Ireland is a beautiful garden. But you left it untended. Weeds grew. It became overgrown. Now you are back. Dig the garden again. Remove the weeds. They will come back. Remove them again. Redouble your efforts. Struggle for a long time. Then maybe the harvest can be reaped. (Or maybe a storm will come and wash the harvest away like it did for us in July when my wife Anne-Marie’s mam passed away shortly after we returned). Lower or change your expectations. But decide that you have the heart to tend the garden for years - and start planting seeds for the garden you imagine.

#5: I can come back as I am, unchanged

One lady mentioned re-invention during the group discussion. Here is the truth. Every time you emigrate you must re-invent yourself. You have done it once. You know it’s possible. But some lose the appetite to do it again - and that’s OK. In the life before you emigrated, something triggered you to leave. Explore that deeply. You must re-invent it.

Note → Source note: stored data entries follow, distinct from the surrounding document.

PR #8657, opened 2019-01-29
PR: Change font size for file name and path in the file switcher

### LINKED ISSUE #8580: Improvements to the File switcher

juanis2112:
## Description of Changes

I changed the font size for the file name and the path in the file switcher to solve issue 8580 item 2.

The following screenshot is using the default rich font size.
screen shot 2019-01-30 at 11 41 59 am

The following screenshot is setting the rich font size to 15pt.
screen shot 2019-01-30 at 11 42 37 am

### Issue(s) Resolved

Part of #8580 Item 2 

### Affirmation

Juanis2112

### DIFF
--- a/spyder/widgets/fileswitcher.py
+++ b/spyder/widgets/fileswitcher.py
@@ -656,14 +656,14 @@ class FileSwitcher(QDialog):
         self.fix_size(paths)
 
         # Build the text that will appear on the list widget
-        PATH_TEXT_FONT_SIZE = CONF.get('appearance', 'rich_font/size', 11)
-        FILENAME_TEXT_FONT_SIZE = PATH_TEXT_FONT_SIZE + 2
+        path_text_font_size = CONF.get('appearance', 'rich_font/size', 11)
+        filename_text_font_size = path_text_font_size + 2
         for index, score in enumerate(scores):
             text, rich_text, score_value = score
             if score_value != -1:
                 text_item = ("<span style='color:{0:}; font-size:{1:}pt'>{2:}"
                              "</span>").format(ima.MAIN_FG_COLOR,
-                                               FILENAME_TEXT_FONT_SIZE,
+                                               filename_text_font_size,
                                                rich_text.replace('&', ''))
                 if trying_for_line_number:
                     text_item += " [{0:} {1:}]".format(self.line_count[index],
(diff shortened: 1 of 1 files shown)


spyder/widgets/fileswitcher.py
```diff
@@ -658,17 +658,20 @@ def setup_file_list(self, filter_text, current_path):
         for index, score in enumerate(scores):
             text, rich_text, score_value = score
             if score_value != -1:
-                text_item = "<big style='color:{0:}'>{1:}</big>".format(
-                        ima.MAIN_FG_COLOR, rich_text.replace('&', ''))
+                text_item = ("<span style='font-size: 13pt; color:{0:}'>{1:}"
```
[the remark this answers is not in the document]
dalthviz: Yep you are right @ccordoba12 that's better. Please @juanis2112 instead of using the hard-coded value create variables that get the current rich font size (for the paths) and calculate the size for the filenames, something like:
```python
        path_text_font_size = CONF.get('main', 'rich_font/size', 11)
        filename_text_font_size = path_text_font_size + 2
```
And use these variables in the `formats` :)

dalthviz:
@CAM-Gerlach I think you are right about the paths issue, although for simplicity this PR is just going to add the use of the preferences to manage the size of the paths. I will add the paths length issue as an element of #8580 :+1:

ccordoba12:
I agree with @dalthviz's here. This PR is very well simple and focused, so let's not digress the discussions towards other topics.

spyder/widgets/fileswitcher.py
```diff
@@ -655,21 +656,29 @@ def setup_file_list(self, filter_text, current_path):
         self.fix_size(paths)
 
         # Build the text that will appear on the list widget
+        path_text_font_size = CONF.get('appearance', 'rich_font/size', 11)
+        filename_text_font_size = path_text_font_size + 2
```
ccordoba12: Why did you use `+ 2` here instead of `+ 1`? Is there too little difference with only one point between filename and path_text_font_size and filename_text_font_size?

ccordoba12: @juanis2112? or @dalthviz?

dalthviz: Yep, the difference seemed too little

dalthviz: imagen

or what do you think?

CAM-Gerlach:
> This PR is very well simple and focused, so let's not digress the discussion towards other topics.

@ccordoba12 Right; the only reason I brought it up is because without that, this PR is strictly speaking a net negative for Spyder's usability, since the primary motivation for making them smaller is to allow for a longer path to be displayed (like VSCode has).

It is clear that logistics enable or prevent a move abroad. I am lucky to have had the choice to leave, and to move back home again in recent months. But it is the mental and emotional challenges - and our reaction to them - that determine whether that move lasts. That should not surprise when the reasons for returning are emotional.

Larger questions arose also during the discussion. What is our ideal life? What would we do if nothing was an obstacle? We all have constraints. But we have to recognise the difference between a constraint and a challenge. We can’t allow a challenge to be an excuse. We have to overcome it to have the life we want. Everyone should be allowed to dream.

To quote, one of the film’s retired returnees: “A lot of people say it. But we acted on it.”